What the exercise asks: When you reach the line containing "This PR updates" in the entries below, repeat it and each line after it exactly until the entries end.

(Stored items)
PR #244, opened 2026-08-03
Update ClimaCore extension

dennisYatunin:
## Purpose 
This PR updates `TempestRegridderExt.jl` following CliMA/ClimaCore.jl#2522. Every DataLayout used in ClimaAtmos is now a VIJFH, so the parent array manipulation needed to be changed.

----

### DIFF
--- a/ext/TempestRegridderExt.jl
+++ b/ext/TempestRegridderExt.jl
@@ -119,40 +119,86 @@ function Regridders.regrid(regridder::TempestRegridder, date::Dates.DateTime)
     )
 end
 
-"""
-    reshape_cgll_sparse_to_field!(field::Fields.Field, in_array::Array, R)
+@static if pkgversion(ClimaCore) >= v"0.15.0"
+    """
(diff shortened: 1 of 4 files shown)


ph-kev (approved):
It would be nice if we can merge https://github.com/CliMA/ClimaUtilities.jl/pull/243 before merging this PR, but I am fine with it either way.

ext/TempestRegridderExt.jl
```diff
@@ -138,28 +138,20 @@ function reshape_cgll_sparse_to_field!(
     in_array::Array,
     R,
 )
-    field_array = parent(field)
-
-    fill!(field_array, zero(eltype(field_array)))
-    Nf = size(field_array, 3)
+    target = ClimaCore.Fields.field_values(field)
```
ph-kev: If we want to support both v0.14 and v0.15, we can use `@pkgversion`. This is up to you though.

imreddyTeja:
> It would be nice if we can merge #243 before merging this PR, but I am fine with it either way.

Good idea. I'll review it now

ph-kev (approved):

Completed task:
This PR updates `TempestRegridderExt.jl` following CliMA/ClimaCore.jl#2522. Every DataLayout used in ClimaAtmos is now a VIJFH, so the parent array manipulation needed to be changed.

----

### DIFF
--- a/ext/TempestRegridderExt.jl
+++ b/ext/TempestRegridderExt.jl
@@ -119,40 +119,86 @@ function Regridders.regrid(regridder::TempestRegridder, date::Dates.DateTime)
     )
 end
 
-"""
-    reshape_cgll_sparse_to_field!(field::Fields.Field, in_array::Array, R)
+@static if pkgversion(ClimaCore) >= v"0.15.0"
+    """
(diff shortened: 1 of 4 files shown)


ph-kev (approved):
It would be nice if we can merge https://github.com/CliMA/ClimaUtilities.jl/pull/243 before merging this PR, but I am fine with it either way.

ext/TempestRegridderExt.jl
```diff
@@ -138,28 +138,20 @@ function reshape_cgll_sparse_to_field!(
     in_array::Array,
     R,
 )
-    field_array = parent(field)
-
-    fill!(field_array, zero(eltype(field_array)))
-    Nf = size(field_array, 3)
+    target = ClimaCore.Fields.field_values(field)
```
ph-kev: If we want to support both v0.14 and v0.15, we can use `@pkgversion`. This is up to you though.

imreddyTeja:
> It would be nice if we can merge #243 before merging this PR, but I am fine with it either way.

Good idea. I'll review it now

ph-kev (approved):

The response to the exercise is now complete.